LAMPEDUSA- E’ stato completato il trasbordo dei 450 migranti che erano a bordo del barcone a largo di Linosa: 176 persone sono infatti sul pattugliatore Protector, inserito nel dispositivo Frontex, e altre 266 sul Monte Sperone della Gdf. Otto persone, tutte donne e bambini, sono invece state già trasportate a Lampedusa a bordo di motovedette della Guardia Costiera per motivi sanitari.
Le due navi sembrano fare rotta su Porto Empedocle (Ag), ma non è detto che sia la costa Agrigentina la “prescelta” per lo sbarco.

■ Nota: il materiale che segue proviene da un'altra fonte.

PR #2018, opened 2022-01-13
fix: Round padding so we don't lose the cursor in Firefox

svanherk:
David L reached out to me about this issue yesterday, it's an odd one.  So on certain screen resolutions and component locations on the page, the width of the slot that's measured is a crazy decimal number and we set the padding to that as well.  This can cause the cursor to disappear when it's near the padding, as seen in @GeorgePlukov's video below.  I could reproduce this on my external monitor but not my main laptop screen, and I had to adjust the demo page to move the input more to the center of the screen to make it happen.  This happens most consistently in Firefox (although I did get it to happen in Chrome a few times).

https://user-images.githubusercontent.com/13419300/149412179-95589f9b-adec-416c-9aec-7ecb62fa9475.mov

What I'm doing here is just rounding the padding up to always be an integer.  It means we may have slightly more padding than needed, but never by more than 1px.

I due pattugliatori, il Monte Sperone della Guardia di finanza e il Protector del dispositivo Frontex, da più di un’ora stanno navigando verso Nord. La Capitaneria di porto di Porto Empedocle è in attesa di conoscere dal centro di coordinamento di Roma l’approdo delle due unità navali. Non c’è ancora alcuna certezza che la loro destinazione sia la costa agrigentina; sembra, infatti, prendere corpo l’ipotesi che il porto di sbarco possa essere quello di Pozzallo, nel Ragusano.
Il ministro dell’Interno Matteo Salvini ha informato della situazione dei migranti a bordo delle navi della Gdf e di Frontex il premier Giuseppe Conte ribadendo la sua linea: nessun porto italiano per i migranti. “Occorre un atto di giustizia, rispetto e coraggio per contrastare i trafficanti e stimolare un intervento europeo”, avrebbe sottolineato Salvini a Conte, insistendo sull’opportunità che alle due navi venga data indicazione di fare rotta verso Malta o la Libia. Dunque, avrebbe ribadito, non verrà dato accesso ai porti italiani.
Nella telefonata con il premier, secondo quanto si apprende, Salvini avrebbe ribadito la sua volonta’ di non cedere. ‘In Italia si arriva solo con mezzi legali’ ha sottolineato al presidente del Consiglio, ripetendo che i migranti a bordo delle due navi della Gdf e di Frontex ‘si nutrono e si curano, mettendo in salvo donne e bambini’ ma per loro non ci sara’ ‘alcun porto’ in Italia. ‘Non possiamo cedere – avrebbe ribadito Salvini -; la nostra fermezza salverà tante vite e garantirà sicurezza a tutti’. A Conte il titolare del Viminale avrebbe infine segnalato che da quando il governo si e’ insediato, ci sono stati 27mila sbarchi in meno rispetto allo stesso periodo dell’anno scorso e, dunque, non bisogna ‘mostrare debolezze’.
Due donne incinte e un bambino, che erano sul barcone con 450 migranti, sono stati trasportati nell’ospedale Civico di Palermo da personale dell’Elisoccorso che li ha prelevati a Lampedusa, dove erano stati portati per i primi soccorsi. Secondo quanto si apprende, sono in discrete condizioni di salute. Nell’isola delle Pelagie ci sono altri tre migranti in attesa di essere trasferiti in ospedali della Sicilia con il 118: un giovane fortemente disidratato, un uomo con un’otite ed un altro paziente.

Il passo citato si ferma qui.